WORK REQUIRED | Repeat each line, word for word, from the one containing "Considering this is" through the last line of the entries, and include no other output.
------------
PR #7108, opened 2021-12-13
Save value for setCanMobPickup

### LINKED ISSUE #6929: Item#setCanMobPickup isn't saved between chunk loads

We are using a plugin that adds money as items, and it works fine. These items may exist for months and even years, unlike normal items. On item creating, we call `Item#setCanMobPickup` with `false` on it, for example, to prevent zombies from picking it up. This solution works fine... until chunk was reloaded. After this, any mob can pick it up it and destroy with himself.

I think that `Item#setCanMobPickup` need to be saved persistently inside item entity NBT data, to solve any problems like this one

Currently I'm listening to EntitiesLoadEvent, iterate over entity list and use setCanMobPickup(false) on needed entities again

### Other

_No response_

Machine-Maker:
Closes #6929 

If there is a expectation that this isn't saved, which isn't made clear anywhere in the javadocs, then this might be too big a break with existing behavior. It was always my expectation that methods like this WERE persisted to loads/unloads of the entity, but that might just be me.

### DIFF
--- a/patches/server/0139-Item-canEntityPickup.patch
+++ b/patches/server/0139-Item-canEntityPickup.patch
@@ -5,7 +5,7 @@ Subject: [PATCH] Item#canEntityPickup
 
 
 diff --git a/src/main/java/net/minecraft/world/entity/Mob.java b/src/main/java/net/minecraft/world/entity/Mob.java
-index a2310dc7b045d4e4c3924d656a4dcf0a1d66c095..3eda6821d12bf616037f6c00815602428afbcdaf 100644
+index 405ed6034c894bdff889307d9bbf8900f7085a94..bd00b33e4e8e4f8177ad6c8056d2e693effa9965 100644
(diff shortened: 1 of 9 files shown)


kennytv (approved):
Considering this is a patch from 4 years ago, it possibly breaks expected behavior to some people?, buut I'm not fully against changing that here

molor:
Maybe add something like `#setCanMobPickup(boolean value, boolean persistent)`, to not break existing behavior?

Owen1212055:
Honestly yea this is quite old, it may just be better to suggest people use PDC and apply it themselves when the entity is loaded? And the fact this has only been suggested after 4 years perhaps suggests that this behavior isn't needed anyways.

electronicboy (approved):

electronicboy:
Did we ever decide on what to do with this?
------------
YOUR SOLUTION |
Considering this is a patch from 4 years ago, it possibly breaks expected behavior to some people?, buut I'm not fully against changing that here

molor:
Maybe add something like `#setCanMobPickup(boolean value, boolean persistent)`, to not break existing behavior?

Owen1212055:
Honestly yea this is quite old, it may just be better to suggest people use PDC and apply it themselves when the entity is loaded? And the fact this has only been suggested after 4 years perhaps suggests that this behavior isn't needed anyways.

electronicboy (approved):

electronicboy:
Did we ever decide on what to do with this?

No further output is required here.